Vivemos com a sensação de que poderíamos ter feito um pouco mais. Um pouco mais pelos outros, um pouco mais por nós mesmos, um pouco mais pela vida, pela natureza ou por alguma causa social.
Elizabeth Kübbler-Ross, psiquiatra suíça pioneira nos estudos sobre a morte (“Sobre a Morte e o Morrer” – 1969), além de descrever que o enfrentamento da morte envolve períodos progressivos de superação, narra também que uma das características mais marcantes aos milhares de pacientes terminais que entrevistou era que, se lhes fosse dada a oportunidade de recomeçar, fariam muitas coisas de modo totalmente diferente.
Às vezes agimos como se todo o tempo do mundo estivesse ao nosso dispor; em outros, como se já nenhum tempo houvesse. O tempo é um bem precioso. Alguns o consideram o maior tesouro possível. Esteja de sobra ou em falta, usá-lo é uma ciência desafiadora e angustiante. Se o tempo fosse um baú, alguma coisa ficaria de fora. Se fosse a água de uma fonte que escoa, uma parte extravasaria pelos vãos dos dedos. Parece haver, do nascimento até à morte, uma corrida contra o tempo, uma pressão inconsciente, individual e coletiva, para que se tenha todo o tempo um controle sobre o tempo. E por mais ferrenha seja essa corrida, vivemos em busca do tempo perdido.
Marcel Proust, escritor francês, escreveu que “as pessoas querem aprender a nadar e ter um pé no chão ao mesmo tempo”. Esse é o sofrimento da existência, quando regida apenas sob os ponteiros do relógio convencional.
É possível que o tempo de Deus seja medido num relógio diferente. A mitologia grega chamava-o de Kairós. O tempo em potencial, o tempo eterno, imaterial, transcendente, a experiência do momento oportuno. É o tempo da fé, do entendimento e da consolação. É o “quando” estamos atentos e preparados para perceber as boas circunstâncias e ocorrências, sem as pressões do passado e as ansiedades pelo futuro.
Quase sempre esse “tempo interno” de processamento destoa do tempo externo, de minutos, horas e dias; a prontidão interna depende mais deste tempo atemporal, ela acontece pela somatória de elementos às vezes imponderáveis, por mais que estejamos premidos pelo tempo convencional.

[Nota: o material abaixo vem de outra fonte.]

Issue #2712, opened 2023-06-14
add a `LazyProvingKey` and rework loading of proving keys


redshiftzero:
Currently the proving keys are only present in the `penumbra-proof-params` crate if the `proving-keys` feature is enabled: that feature uses the [`include_bytes!` macro](https://doc.rust-lang.org/std/macro.include_bytes.html) to bundle the generated proving key files.  The proving keys are each of the type `Lazy<ProvingKey<..>>`.

Instead we could always have the proving keys be present, i.e. `SPEND_PROOF_PROVING_KEY`, etc. will no longer be conditionally included if the `proving-keys` feature is enabled. The `proving-keys` feature would instead control whether the proving key object is loaded in the crate.

We'd create a `LazyProvingKey` type that internally holds a `OnceCell<ProvingKey>`. It behaves just like the `Lazy` type: it implements `Deref`, except if you dereference it without the `proving-keys` feature enabled or without loading the proving key from elsewhere, it will panic.

We’d have an API, e.g. a method on `LazyProvingKey::load` that takes a byte slice. If the `proving-keys` feature was not enabled, you must call this loading method. Internally it will call `get_or_init` on the `OnceCell`: https://docs.rs/once_cell/latest/once_cell/sync/struct.OnceCell.html#method.get_or_init.

Tl;dr: if you want everything bundled together, you enable the `proving-keys` feature as before, and everything works in exactly the same way. If you _don’t_ use that feature, then it's your responsibility to call the load method with the bytes of the proving key before doing anything with the proving keys, else the program panics. The benefit of this is that you have the option of loading from a file, and not having to balloon the size of the binary.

Fazer e desfazer para refazer… O aprendizado acumulado no tempo convencional, no Chronos, é gestado no tempo interno, o Kairós. O tempo material desgasta e traz as rugas da ancianidade; o tempo espiritual frutifica a sabedoria da sanidade. Podemos ser agentes em vez de reféns.
Faça o seu melhor hoje! Cultive a paz interna.




Adoro esse blog, matérias extremamente reflexivas!!!! Muito bem escrita e de fácil compreensão.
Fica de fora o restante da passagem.